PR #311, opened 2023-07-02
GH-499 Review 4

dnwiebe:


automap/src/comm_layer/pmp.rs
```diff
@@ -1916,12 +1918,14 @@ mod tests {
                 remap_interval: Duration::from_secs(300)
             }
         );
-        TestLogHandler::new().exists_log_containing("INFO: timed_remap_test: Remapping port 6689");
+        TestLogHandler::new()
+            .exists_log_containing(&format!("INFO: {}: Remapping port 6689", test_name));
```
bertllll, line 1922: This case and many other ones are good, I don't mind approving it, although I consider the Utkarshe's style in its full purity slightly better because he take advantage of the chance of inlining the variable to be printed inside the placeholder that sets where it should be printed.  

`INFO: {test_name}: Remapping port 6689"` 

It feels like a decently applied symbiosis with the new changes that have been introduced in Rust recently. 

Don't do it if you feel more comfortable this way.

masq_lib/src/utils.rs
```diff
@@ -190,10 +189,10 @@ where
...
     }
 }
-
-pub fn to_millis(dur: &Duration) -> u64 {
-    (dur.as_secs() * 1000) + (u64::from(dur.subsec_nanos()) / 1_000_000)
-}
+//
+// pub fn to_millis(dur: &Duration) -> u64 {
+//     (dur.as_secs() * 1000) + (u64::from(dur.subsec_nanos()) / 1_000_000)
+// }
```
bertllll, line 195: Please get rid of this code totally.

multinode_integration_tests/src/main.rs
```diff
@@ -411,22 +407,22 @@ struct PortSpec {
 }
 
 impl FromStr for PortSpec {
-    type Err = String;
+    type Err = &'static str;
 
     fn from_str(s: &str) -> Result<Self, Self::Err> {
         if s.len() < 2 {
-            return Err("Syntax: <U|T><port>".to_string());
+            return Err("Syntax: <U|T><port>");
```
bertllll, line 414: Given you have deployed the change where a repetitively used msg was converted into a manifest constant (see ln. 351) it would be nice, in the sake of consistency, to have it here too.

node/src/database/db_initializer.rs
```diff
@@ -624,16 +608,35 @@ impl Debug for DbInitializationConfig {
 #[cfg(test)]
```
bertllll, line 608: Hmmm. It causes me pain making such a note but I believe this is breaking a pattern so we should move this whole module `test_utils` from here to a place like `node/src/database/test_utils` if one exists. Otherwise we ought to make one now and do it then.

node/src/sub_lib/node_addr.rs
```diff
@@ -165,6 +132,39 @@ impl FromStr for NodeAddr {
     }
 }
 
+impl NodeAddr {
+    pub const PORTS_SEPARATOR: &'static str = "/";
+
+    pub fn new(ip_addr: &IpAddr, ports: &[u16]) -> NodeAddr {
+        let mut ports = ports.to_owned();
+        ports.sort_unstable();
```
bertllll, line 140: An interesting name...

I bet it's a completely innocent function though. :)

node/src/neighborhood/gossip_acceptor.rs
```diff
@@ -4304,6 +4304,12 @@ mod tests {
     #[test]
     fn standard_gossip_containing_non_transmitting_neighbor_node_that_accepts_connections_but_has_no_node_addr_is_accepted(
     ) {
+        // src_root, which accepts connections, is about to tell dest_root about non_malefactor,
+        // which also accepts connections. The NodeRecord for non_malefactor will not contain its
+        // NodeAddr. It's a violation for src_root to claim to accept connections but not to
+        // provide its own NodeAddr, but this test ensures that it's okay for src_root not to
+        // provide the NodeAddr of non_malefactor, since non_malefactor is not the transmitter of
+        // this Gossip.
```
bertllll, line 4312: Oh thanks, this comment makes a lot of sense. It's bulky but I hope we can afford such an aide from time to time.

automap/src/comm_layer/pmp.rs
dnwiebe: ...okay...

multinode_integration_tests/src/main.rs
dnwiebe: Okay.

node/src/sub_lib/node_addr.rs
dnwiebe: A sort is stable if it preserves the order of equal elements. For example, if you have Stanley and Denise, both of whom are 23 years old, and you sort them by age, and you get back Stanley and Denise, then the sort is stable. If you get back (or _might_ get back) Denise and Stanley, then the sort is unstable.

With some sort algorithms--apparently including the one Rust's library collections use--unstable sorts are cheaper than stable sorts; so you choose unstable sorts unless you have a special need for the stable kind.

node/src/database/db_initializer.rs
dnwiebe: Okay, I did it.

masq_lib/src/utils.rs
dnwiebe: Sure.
┄┄┄┄┄┄
The response should be an exact repeat of the data above.

--- TASK SOLUTION ---
PR #311, opened 2023-07-02
GH-499 Review 4

dnwiebe:


automap/src/comm_layer/pmp.rs
```diff
@@ -1916,12 +1918,14 @@ mod tests {
                 remap_interval: Duration::from_secs(300)
             }
         );
-        TestLogHandler::new().exists_log_containing("INFO: timed_remap_test: Remapping port 6689");
+        TestLogHandler::new()
+            .exists_log_containing(&format!("INFO: {}: Remapping port 6689", test_name));
```
bertllll, line 1922: This case and many other ones are good, I don't mind approving it, although I consider the Utkarshe's style in its full purity slightly better because he take advantage of the chance of inlining the variable to be printed inside the placeholder that sets where it should be printed.  

`INFO: {test_name}: Remapping port 6689"` 

It feels like a decently applied symbiosis with the new changes that have been introduced in Rust recently. 

Don't do it if you feel more comfortable this way.

masq_lib/src/utils.rs
```diff
@@ -190,10 +189,10 @@ where
...
     }
 }
-
-pub fn to_millis(dur: &Duration) -> u64 {
-    (dur.as_secs() * 1000) + (u64::from(dur.subsec_nanos()) / 1_000_000)
-}
+//
+// pub fn to_millis(dur: &Duration) -> u64 {
+//     (dur.as_secs() * 1000) + (u64::from(dur.subsec_nanos()) / 1_000_000)
+// }
```
bertllll, line 195: Please get rid of this code totally.

multinode_integration_tests/src/main.rs
```diff
@@ -411,22 +407,22 @@ struct PortSpec {
 }
 
 impl FromStr for PortSpec {
-    type Err = String;
+    type Err = &'static str;
 
     fn from_str(s: &str) -> Result<Self, Self::Err> {
         if s.len() < 2 {
-            return Err("Syntax: <U|T><port>".to_string());
+            return Err("Syntax: <U|T><port>");
```
bertllll, line 414: Given you have deployed the change where a repetitively used msg was converted into a manifest constant (see ln. 351) it would be nice, in the sake of consistency, to have it here too.

node/src/database/db_initializer.rs
```diff
@@ -624,16 +608,35 @@ impl Debug for DbInitializationConfig {
 #[cfg(test)]
```
bertllll, line 608: Hmmm. It causes me pain making such a note but I believe this is breaking a pattern so we should move this whole module `test_utils` from here to a place like `node/src/database/test_utils` if one exists. Otherwise we ought to make one now and do it then.

node/src/sub_lib/node_addr.rs
```diff
@@ -165,6 +132,39 @@ impl FromStr for NodeAddr {
     }
 }
 
+impl NodeAddr {
+    pub const PORTS_SEPARATOR: &'static str = "/";
+
+    pub fn new(ip_addr: &IpAddr, ports: &[u16]) -> NodeAddr {
+        let mut ports = ports.to_owned();
+        ports.sort_unstable();
```
bertllll, line 140: An interesting name...

I bet it's a completely innocent function though. :)

node/src/neighborhood/gossip_acceptor.rs
```diff
@@ -4304,6 +4304,12 @@ mod tests {
     #[test]
     fn standard_gossip_containing_non_transmitting_neighbor_node_that_accepts_connections_but_has_no_node_addr_is_accepted(
     ) {
+        // src_root, which accepts connections, is about to tell dest_root about non_malefactor,
+        // which also accepts connections. The NodeRecord for non_malefactor will not contain its
+        // NodeAddr. It's a violation for src_root to claim to accept connections but not to
+        // provide its own NodeAddr, but this test ensures that it's okay for src_root not to
+        // provide the NodeAddr of non_malefactor, since non_malefactor is not the transmitter of
+        // this Gossip.
```
bertllll, line 4312: Oh thanks, this comment makes a lot of sense. It's bulky but I hope we can afford such an aide from time to time.

automap/src/comm_layer/pmp.rs
dnwiebe: ...okay...

multinode_integration_tests/src/main.rs
dnwiebe: Okay.

node/src/sub_lib/node_addr.rs
dnwiebe: A sort is stable if it preserves the order of equal elements. For example, if you have Stanley and Denise, both of whom are 23 years old, and you sort them by age, and you get back Stanley and Denise, then the sort is stable. If you get back (or _might_ get back) Denise and Stanley, then the sort is unstable.

With some sort algorithms--apparently including the one Rust's library collections use--unstable sorts are cheaper than stable sorts; so you choose unstable sorts unless you have a special need for the stable kind.

node/src/database/db_initializer.rs
dnwiebe: Okay, I did it.

masq_lib/src/utils.rs
dnwiebe: Sure.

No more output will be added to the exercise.